The Alcoholics
She was barely inside her own room, when Doctor Murphy and Rufus, the former in the lead, came pounding up the stairs. She leaned, fearfully, against her door, listening, listening to the sudden starting and stopping of the shrieks, as the door to Room Four was opened and closed.
    They'd know, she thought, terrified. He'd know. That room was soundproof. He'd know that she'd been in there.
    But maybe… she'd have to try… maybe he wouldn't think of that. Oh, God, don't let him think of it!
    Minutes passed. Were they talking about her, deciding what should be done with her? Then, she heard the door of Room Four open, and she opened her own and stepped firmly out into the hallway.
    Rufus bobbed his head as he passed her, carrying a white-enamel hypodermic tray.

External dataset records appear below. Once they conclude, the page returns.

Issue #2757, opened 2022-09-15
Properly export incentives


czarcas7ic:
## Background

When creating a state exported testnet, AFAIK incentives are not properly exported. This leaves us with null upcoming gauges and we cannot properly QA the frontend.

## Suggested Design

Investigate export for incentives module.

## Acceptance Criteria

Incentives are properly exported for state exported testnets.

czarcas7ic:
Correction: pool-incentives

But I did notice that we don't export last gauge ID in incentives which could also be problematic

czarcas7ic:
I looked into this a bit further and it appears the pool incentives are being properly exported. so the issue lies in the import

czarcas7ic:
![Screen Shot 2022-09-15 at 3 29 38 PM](https://user-images.githubusercontent.com/40078083/190502669-b12164fd-54cc-4a6c-98a6-b959c0d9caf5.png)

Further narrowing down the problem, the gauge ID exists in incentives, but is not properly linked to its respective pool in pool-incentives

PR #2787, opened 2022-09-20
x/incentives: gauge method patch

czarcas7ic:
Closes: #2757

When running state exported testnets, we ran into an issue where upcoming gauges would begin distributing after the first epoch post state export. It turns out the method we were using to determine Active or Upcoming was incorrect.

## Brief Changelog

- Fixes IsActive and IsUpcoming

## Testing and Verifying

### DIFF
--- a/x/incentives/types/gauge.go
+++ b/x/incentives/types/gauge.go
@@ -31,12 +31,12 @@ func NewGauge(id uint64, isPerpetual bool, distrTo lockuptypes.QueryCondition, c
 
 // IsUpcomingGauge returns true if the gauge's distribution start time is after the provided time.
 func (gauge Gauge) IsUpcomingGauge(curTime time.Time) bool {
-	return curTime.After(gauge.StartTime)
+	return curTime.Before(gauge.StartTime) || curTime.Equal(gauge.StartTime)
 }
 
 // IsActiveGauge returns true if the gauge is in an active state during the provided time.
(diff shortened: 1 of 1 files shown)


x/incentives/types/gauge.go
```diff
@@ -31,12 +31,12 @@ func NewGauge(id uint64, isPerpetual bool, distrTo lockuptypes.QueryCondition, c
 
 // IsUpcomingGauge returns true if the gauge's distribution start time is after the provided time.
 func (gauge Gauge) IsUpcomingGauge(curTime time.Time) bool {
-	return curTime.After(gauge.StartTime)
+	return curTime.Before(gauge.StartTime) || curTime.Equal(gauge.StartTime)
```
p0mvn, line 34: I believe active gauge instead of upcoming should be inclusive of curTime, based on:

https://github.com/osmosis-labs/osmosis/blob/dd0c5a7c2ca253cac493991dac438806ae2527b2/x/incentives/keeper/distribute.go#L51-L53

ValarDragon:
Great catch, I've also confirmed that this only applies to genesis logic

ValarDragon (approved):

x/incentives/types/gauge.go
ValarDragon: Agreed

mattverse (approved):
Confirmed as well this was only called in genesis.go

Doctor Murphy sauntered along behind him, still wearing his bathing trunks.
    He smiled at her engagingly. "Some fun, eh?"
    "I'm awfully thorry to be late, Doctor, but you thee my alarm didn't go off…"
    "No harm done," shrugged the doctor. "Wasn't that some yelling, though? Funny. I'd have sworn he didn't have so much as a whisper in him."
    "Yeth," said Miss Baker. "It ith odd, ithn't it?"
    "Funny that we could hear him, too. Perhaps the noise leaked out through the ventilating system. Never known it to do it before, but- -do you suppose it did, Miss Baker?"
    "Well, I thuppoth it-"
    "Oh, I forgot. You probably looked in on him for a moment. Didn't you, Miss Baker?"
    "Well, I did feel"- no, no, no !-"Oh, no thir! I-" The doctor snapped his fingers. "Of course, not. You were still in bed."
    "Well, I, uh-I wasn't in bed, egthackly. I was getting dressed, and-"
    Doctor Murphy picked up her right hand. He opened the finger of his left hand, and placed a small square of cambric in her palm, folding her hand around that.
    "Must have dropped that," he said, "when you were there-last night."
    He grinned at her, started down the stairs. "See me right after breakfast, eh, Miss Baker?"
    "Yeth, thir," said Lucretia Baker, her voice a thin whisper. "R-right-right after breakfast, Doctor Murphy."

5
    Doctor Murphy went down the steps to the first landing, turned left down a narrow wrought iron-railed mezzanine, and proceeded to the southernmost wing of the house where his own room was located. He dressed, whistling, feeling unusually pleased with himself.
    All his impulses had inclined him to shove Nurse Baker into her room, shake her until her teeth rattled, paddle her little round butt until she couldn't sit down, herd her out of the house and hurl her clothes after her. That was what he had wanted to do, and a man less strong-willed-a man lacking the perfect self-control which he had so definitely demonstrated-would have done that . Which, of course, would have been the worst thing he could do.
    She was a sick woman: reason had told him that as it cried down the rage that prompted him to smack her. So for once-oh, hell, not just once; he didn't blow up very often-he held onto his temper in the face of genuine outrage. He had done exactly the right thing.
    She was sick. The sick should be cured, not punished. He had taken the first step toward that cure. He had shown the damned nasty little stinker-this sick woman-that he was wise to her goddam-that he was aware of her ailment and yet was not angry with her. He had edged the matter out of the shadowed and secret recesses of her mind. Another such nudge or two, and it would be out in the open. If she didn't fly into a defensive rage.
    Doctor Murphy carelessly knotted a tie around the neck of his short-sleeved sport shirt, raked his fingers through his hair until it assumed some semblance of order and stuffed a couple of clean handkerchiefs into his pockets. He let his grin fade, deliberately, and stared pugnaciously at himself in the mirror.
    Washed up? Who you talking about, bud?
    Well? You got fifteen grand in your keister? Anything to keep the bank from tossing you out of here with a few days' grace period?